- To do:
When a line in the material contains the word "allowedRegistries", copy it.

- Supplied records:
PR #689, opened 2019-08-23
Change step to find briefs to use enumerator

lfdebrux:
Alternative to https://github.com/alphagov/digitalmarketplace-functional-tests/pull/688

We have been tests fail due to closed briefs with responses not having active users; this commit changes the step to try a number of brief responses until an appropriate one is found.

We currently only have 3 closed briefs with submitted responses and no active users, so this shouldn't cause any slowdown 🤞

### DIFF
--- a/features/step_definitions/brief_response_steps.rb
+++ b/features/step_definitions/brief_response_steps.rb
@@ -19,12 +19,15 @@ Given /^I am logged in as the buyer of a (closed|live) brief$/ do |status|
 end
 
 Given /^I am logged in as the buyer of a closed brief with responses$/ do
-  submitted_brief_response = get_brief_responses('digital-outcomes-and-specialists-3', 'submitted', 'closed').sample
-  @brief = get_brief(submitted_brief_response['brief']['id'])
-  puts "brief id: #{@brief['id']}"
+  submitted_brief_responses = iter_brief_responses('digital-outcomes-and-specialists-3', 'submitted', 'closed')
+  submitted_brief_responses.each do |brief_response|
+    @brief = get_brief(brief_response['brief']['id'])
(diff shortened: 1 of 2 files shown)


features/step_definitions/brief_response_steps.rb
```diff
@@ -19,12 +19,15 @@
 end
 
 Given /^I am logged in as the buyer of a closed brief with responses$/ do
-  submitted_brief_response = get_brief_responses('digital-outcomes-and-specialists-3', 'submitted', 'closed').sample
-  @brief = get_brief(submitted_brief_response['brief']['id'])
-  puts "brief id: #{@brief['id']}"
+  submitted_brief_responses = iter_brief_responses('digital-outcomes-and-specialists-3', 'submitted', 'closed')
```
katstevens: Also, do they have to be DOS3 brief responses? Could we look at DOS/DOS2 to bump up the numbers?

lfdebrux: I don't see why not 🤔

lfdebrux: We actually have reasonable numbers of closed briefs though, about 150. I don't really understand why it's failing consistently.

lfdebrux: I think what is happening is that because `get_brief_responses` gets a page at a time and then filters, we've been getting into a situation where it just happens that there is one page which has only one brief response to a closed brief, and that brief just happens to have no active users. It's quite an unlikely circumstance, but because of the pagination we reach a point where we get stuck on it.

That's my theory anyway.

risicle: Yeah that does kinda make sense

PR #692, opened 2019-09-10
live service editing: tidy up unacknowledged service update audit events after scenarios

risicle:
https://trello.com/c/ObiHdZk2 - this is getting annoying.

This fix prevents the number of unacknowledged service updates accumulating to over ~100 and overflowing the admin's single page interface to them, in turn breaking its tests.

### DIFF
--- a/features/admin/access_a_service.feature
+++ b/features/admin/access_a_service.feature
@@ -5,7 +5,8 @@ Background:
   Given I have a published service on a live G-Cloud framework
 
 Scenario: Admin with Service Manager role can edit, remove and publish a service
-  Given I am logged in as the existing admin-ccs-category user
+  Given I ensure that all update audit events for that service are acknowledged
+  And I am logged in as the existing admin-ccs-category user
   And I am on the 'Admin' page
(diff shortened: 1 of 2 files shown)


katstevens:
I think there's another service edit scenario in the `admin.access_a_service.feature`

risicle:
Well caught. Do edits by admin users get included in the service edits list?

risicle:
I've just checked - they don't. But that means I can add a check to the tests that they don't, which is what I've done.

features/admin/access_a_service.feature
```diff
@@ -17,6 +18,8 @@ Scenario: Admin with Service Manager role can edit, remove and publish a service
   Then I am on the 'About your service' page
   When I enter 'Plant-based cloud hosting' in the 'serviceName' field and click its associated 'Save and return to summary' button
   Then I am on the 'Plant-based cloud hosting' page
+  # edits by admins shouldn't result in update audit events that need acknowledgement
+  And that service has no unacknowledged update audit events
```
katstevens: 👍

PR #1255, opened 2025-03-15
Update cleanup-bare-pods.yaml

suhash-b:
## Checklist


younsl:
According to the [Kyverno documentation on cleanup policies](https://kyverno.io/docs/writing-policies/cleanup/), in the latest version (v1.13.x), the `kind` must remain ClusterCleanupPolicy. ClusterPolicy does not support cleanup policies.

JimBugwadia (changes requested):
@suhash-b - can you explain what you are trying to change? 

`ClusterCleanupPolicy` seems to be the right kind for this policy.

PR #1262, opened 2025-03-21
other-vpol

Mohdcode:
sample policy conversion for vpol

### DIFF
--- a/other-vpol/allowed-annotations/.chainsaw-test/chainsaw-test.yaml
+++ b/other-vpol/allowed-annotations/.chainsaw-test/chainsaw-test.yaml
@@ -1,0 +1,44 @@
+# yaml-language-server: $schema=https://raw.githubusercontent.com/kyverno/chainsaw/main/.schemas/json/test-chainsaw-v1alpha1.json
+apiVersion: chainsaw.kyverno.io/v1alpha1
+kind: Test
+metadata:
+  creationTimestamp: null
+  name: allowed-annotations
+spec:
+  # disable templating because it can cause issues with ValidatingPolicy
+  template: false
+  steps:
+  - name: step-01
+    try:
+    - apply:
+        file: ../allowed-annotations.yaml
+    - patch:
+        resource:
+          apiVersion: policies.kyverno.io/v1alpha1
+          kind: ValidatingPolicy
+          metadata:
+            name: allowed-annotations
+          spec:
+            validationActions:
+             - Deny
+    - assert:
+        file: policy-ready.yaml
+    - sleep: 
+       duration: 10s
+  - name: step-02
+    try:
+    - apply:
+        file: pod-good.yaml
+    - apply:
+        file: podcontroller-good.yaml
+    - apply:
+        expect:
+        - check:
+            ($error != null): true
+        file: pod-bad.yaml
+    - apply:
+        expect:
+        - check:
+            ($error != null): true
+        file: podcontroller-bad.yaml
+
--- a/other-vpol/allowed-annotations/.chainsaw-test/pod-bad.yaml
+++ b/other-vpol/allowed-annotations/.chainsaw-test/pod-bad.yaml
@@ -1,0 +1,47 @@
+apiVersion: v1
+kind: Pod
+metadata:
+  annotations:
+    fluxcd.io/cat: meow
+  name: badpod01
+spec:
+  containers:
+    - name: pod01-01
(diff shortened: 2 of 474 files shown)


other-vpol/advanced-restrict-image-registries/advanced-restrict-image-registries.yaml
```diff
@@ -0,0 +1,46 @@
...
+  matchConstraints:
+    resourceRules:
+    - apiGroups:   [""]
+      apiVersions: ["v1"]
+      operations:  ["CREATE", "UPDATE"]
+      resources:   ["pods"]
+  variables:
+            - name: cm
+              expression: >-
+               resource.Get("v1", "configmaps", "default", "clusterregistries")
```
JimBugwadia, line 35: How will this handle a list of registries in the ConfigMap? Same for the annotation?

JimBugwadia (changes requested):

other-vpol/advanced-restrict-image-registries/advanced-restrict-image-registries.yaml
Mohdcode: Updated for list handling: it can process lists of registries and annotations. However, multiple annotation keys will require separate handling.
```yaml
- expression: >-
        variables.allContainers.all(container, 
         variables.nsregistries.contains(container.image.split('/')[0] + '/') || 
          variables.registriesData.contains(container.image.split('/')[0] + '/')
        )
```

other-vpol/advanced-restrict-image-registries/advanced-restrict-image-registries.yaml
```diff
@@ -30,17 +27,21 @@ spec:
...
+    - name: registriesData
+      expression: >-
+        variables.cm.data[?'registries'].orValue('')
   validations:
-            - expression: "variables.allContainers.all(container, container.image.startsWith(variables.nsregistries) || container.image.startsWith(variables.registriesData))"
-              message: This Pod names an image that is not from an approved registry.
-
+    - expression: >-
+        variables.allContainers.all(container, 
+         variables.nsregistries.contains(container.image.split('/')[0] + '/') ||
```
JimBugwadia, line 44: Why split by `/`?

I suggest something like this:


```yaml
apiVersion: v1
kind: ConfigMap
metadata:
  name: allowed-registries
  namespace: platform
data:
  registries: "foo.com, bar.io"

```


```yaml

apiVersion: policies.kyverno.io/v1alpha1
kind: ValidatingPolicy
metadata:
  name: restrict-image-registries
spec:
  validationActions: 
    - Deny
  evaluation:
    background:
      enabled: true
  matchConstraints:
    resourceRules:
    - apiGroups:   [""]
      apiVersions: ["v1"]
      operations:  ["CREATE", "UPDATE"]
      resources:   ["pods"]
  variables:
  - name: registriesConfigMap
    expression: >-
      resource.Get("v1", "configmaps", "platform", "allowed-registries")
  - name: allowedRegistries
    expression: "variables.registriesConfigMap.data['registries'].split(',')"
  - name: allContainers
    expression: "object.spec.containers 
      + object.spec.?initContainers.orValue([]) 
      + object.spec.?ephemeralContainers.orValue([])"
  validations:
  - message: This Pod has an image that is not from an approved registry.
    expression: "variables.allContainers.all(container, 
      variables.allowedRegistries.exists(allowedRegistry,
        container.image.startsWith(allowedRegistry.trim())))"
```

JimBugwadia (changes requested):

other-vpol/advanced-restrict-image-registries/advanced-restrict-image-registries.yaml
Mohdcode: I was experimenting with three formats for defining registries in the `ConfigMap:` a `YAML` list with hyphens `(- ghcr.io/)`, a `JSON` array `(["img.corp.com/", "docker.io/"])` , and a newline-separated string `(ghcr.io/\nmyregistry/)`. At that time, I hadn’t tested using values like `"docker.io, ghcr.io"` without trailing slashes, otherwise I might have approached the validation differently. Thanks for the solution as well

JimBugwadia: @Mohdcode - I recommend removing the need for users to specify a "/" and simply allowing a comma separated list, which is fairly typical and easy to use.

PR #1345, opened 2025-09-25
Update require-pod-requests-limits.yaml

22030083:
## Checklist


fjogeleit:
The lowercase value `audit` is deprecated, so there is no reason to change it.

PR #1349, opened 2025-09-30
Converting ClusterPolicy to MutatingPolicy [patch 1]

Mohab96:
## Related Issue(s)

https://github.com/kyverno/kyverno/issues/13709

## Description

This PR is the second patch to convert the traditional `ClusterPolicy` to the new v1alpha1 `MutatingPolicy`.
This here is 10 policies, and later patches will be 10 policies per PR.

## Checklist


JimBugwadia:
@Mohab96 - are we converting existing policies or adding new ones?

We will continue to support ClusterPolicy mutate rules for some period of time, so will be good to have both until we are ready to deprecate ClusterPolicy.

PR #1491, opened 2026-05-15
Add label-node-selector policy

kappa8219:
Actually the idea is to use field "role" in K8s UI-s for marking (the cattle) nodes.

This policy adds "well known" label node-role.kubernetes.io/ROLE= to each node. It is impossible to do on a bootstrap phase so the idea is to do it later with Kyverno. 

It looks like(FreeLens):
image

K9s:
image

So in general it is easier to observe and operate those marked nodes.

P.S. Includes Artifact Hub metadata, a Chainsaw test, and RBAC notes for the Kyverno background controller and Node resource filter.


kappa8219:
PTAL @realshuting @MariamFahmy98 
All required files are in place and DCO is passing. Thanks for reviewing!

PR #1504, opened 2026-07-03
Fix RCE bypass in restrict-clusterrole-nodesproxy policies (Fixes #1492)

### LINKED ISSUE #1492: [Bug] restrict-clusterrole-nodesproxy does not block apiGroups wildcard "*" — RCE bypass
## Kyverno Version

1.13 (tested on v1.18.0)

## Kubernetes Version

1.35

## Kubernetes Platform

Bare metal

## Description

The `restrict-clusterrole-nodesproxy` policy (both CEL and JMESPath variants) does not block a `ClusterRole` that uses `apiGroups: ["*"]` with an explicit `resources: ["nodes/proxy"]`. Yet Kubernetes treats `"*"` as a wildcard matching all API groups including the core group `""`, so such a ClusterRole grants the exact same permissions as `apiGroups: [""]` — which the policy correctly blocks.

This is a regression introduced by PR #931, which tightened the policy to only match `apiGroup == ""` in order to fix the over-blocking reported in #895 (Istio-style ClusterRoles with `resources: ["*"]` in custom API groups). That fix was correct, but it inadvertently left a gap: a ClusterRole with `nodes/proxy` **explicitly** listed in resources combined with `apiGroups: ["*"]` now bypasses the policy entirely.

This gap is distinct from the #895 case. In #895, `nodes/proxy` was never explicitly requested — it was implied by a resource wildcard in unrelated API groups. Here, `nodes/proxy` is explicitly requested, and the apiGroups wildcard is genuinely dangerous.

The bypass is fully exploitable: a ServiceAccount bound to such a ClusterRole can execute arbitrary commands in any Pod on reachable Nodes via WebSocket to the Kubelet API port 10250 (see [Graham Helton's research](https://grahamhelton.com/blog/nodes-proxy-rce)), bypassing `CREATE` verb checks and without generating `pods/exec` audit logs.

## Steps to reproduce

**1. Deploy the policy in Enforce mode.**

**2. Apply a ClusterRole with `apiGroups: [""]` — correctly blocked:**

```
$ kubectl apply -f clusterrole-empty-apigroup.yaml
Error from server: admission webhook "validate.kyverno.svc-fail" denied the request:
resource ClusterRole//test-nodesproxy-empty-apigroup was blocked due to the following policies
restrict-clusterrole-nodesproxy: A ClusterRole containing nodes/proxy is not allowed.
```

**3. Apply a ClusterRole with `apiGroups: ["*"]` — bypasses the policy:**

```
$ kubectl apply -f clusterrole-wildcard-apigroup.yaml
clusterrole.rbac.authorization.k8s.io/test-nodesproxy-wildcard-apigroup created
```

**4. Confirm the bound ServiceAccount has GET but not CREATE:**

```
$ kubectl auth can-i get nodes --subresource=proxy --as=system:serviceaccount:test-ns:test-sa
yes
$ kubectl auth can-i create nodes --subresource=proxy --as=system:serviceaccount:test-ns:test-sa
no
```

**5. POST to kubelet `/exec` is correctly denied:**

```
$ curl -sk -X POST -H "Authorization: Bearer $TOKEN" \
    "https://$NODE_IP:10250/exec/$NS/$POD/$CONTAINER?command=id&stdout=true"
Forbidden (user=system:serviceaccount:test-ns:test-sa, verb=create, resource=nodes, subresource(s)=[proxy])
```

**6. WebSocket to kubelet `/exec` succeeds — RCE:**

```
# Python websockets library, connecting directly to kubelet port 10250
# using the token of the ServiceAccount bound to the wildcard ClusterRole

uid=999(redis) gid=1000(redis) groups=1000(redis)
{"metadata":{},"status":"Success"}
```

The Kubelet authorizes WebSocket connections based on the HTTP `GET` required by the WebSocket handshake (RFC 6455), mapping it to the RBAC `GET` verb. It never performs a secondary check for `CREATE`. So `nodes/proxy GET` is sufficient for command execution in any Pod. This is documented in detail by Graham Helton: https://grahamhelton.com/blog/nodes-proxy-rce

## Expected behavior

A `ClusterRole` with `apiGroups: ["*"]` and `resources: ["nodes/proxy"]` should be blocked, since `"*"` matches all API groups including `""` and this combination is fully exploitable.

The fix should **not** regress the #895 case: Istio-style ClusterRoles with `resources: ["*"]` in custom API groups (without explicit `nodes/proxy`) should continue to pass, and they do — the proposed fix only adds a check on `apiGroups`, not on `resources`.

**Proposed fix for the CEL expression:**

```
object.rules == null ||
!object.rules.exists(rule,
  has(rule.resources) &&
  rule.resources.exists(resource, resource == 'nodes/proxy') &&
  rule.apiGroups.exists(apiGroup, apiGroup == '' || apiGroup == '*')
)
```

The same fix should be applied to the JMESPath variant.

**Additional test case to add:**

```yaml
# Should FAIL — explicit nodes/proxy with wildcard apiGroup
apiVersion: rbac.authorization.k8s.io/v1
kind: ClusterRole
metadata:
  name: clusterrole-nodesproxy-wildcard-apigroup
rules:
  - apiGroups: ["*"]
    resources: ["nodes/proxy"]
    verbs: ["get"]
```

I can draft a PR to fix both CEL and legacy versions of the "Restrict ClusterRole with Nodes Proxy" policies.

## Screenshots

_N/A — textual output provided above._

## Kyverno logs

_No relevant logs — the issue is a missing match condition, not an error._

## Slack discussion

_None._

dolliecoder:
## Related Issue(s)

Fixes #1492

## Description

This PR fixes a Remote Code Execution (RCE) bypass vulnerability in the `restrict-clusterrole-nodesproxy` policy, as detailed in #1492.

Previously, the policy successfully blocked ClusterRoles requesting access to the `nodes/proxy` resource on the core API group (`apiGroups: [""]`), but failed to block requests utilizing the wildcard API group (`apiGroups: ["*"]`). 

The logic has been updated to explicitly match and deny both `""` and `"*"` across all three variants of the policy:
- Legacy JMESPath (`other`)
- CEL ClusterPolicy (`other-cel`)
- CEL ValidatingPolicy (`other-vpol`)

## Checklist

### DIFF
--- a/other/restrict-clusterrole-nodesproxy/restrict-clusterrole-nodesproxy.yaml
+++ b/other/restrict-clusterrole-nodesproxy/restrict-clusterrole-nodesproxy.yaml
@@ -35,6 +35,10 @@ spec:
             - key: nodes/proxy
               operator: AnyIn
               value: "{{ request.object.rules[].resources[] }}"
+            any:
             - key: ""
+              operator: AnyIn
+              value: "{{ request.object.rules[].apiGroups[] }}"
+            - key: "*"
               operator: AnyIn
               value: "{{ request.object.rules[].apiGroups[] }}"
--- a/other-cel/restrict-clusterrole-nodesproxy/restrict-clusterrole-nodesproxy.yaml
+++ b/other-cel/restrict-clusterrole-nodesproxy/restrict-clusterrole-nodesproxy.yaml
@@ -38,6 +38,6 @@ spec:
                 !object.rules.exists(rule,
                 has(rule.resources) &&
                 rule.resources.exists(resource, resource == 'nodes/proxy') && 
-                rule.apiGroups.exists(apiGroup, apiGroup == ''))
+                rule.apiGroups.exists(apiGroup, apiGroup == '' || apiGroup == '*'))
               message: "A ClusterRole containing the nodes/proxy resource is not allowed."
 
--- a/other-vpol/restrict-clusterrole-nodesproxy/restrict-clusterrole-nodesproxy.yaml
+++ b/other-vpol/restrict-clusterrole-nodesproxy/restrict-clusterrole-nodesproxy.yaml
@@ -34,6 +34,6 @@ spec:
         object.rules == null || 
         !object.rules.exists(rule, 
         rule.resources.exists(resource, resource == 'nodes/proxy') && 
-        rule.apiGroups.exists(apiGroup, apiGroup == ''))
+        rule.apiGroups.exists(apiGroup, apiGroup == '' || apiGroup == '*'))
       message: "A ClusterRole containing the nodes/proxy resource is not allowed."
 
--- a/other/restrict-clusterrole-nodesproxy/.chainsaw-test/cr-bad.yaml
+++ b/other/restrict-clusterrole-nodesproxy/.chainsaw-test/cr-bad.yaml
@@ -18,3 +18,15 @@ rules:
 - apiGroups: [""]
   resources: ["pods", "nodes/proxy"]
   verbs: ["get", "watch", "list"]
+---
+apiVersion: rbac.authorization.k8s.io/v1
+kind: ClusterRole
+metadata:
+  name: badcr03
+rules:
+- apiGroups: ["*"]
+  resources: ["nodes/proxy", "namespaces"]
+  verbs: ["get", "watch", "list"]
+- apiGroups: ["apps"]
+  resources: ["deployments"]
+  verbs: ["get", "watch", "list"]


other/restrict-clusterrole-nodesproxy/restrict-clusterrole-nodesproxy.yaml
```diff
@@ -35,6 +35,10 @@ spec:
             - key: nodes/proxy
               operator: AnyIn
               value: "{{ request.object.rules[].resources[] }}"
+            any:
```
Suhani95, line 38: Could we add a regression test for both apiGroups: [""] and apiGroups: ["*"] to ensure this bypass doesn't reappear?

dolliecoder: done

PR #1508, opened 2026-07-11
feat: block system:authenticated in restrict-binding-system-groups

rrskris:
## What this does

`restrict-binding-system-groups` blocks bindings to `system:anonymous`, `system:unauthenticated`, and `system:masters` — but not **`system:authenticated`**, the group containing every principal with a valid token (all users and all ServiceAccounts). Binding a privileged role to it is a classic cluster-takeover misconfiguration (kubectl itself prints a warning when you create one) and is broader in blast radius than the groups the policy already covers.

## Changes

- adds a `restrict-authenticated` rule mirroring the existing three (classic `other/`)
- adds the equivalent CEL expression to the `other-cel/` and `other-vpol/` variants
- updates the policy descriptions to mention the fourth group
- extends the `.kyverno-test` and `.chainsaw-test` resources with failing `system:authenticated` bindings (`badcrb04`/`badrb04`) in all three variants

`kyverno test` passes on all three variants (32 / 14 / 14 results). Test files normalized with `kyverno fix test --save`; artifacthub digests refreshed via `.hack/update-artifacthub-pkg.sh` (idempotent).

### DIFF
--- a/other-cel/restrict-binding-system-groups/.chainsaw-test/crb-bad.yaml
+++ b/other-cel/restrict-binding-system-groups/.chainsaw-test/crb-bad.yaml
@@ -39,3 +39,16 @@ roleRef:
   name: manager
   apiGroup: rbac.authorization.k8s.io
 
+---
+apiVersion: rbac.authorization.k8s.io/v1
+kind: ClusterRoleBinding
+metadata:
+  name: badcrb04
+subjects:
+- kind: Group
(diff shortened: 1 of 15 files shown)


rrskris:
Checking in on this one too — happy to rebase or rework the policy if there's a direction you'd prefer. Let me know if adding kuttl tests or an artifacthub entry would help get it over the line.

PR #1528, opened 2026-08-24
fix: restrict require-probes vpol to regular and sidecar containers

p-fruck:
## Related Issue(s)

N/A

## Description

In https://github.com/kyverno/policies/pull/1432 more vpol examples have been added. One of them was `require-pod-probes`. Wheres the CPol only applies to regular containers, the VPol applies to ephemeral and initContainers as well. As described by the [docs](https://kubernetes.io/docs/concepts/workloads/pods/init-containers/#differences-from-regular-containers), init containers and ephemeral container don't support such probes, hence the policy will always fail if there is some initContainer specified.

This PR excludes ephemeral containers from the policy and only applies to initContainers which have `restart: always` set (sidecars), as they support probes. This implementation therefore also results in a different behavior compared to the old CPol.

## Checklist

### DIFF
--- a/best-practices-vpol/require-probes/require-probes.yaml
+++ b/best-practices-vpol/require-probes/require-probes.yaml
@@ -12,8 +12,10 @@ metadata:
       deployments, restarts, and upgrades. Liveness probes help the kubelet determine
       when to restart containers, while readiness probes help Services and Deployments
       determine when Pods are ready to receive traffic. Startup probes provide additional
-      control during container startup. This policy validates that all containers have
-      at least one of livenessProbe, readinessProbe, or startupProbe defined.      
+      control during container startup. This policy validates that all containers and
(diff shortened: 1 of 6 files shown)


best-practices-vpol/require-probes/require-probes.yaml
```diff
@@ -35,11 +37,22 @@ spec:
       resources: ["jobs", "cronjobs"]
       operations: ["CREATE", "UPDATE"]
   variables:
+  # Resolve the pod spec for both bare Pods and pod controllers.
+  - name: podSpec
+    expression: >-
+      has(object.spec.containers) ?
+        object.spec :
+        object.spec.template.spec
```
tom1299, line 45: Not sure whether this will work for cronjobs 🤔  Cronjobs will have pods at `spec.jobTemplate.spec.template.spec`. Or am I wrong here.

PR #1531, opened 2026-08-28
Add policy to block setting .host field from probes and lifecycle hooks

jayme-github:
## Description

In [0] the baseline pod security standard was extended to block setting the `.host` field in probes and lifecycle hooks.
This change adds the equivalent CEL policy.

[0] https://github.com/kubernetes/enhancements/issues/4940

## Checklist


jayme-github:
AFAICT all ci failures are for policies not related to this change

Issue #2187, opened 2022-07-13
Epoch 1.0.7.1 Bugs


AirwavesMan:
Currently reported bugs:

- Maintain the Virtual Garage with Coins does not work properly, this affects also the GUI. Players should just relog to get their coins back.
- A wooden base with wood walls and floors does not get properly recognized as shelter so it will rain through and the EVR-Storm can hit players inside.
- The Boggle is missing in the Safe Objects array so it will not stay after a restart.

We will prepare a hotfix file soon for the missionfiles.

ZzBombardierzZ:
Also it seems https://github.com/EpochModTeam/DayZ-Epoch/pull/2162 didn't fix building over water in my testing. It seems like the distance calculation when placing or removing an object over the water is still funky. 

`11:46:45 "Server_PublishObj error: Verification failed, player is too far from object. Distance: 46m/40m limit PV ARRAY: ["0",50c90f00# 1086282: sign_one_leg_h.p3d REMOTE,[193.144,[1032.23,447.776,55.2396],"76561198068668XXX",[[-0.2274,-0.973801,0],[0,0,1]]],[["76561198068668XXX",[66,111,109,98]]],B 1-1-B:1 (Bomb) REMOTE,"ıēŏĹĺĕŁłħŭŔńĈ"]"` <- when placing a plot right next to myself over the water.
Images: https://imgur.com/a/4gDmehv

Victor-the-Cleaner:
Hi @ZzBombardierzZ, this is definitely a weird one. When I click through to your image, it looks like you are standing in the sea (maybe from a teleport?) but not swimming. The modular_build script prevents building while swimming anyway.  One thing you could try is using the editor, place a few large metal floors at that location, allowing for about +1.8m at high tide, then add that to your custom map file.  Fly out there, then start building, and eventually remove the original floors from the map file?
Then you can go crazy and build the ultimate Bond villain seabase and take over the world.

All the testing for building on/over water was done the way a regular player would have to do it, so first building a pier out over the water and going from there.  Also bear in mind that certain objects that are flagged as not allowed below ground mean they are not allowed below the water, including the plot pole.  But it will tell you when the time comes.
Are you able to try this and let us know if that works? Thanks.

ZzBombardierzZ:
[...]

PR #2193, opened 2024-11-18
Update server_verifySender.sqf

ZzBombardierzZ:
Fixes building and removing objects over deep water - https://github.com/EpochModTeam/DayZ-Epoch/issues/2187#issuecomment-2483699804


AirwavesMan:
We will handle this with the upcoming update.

- Response:
  - name: allowedRegistries
      variables.allowedRegistries.exists(allowedRegistry,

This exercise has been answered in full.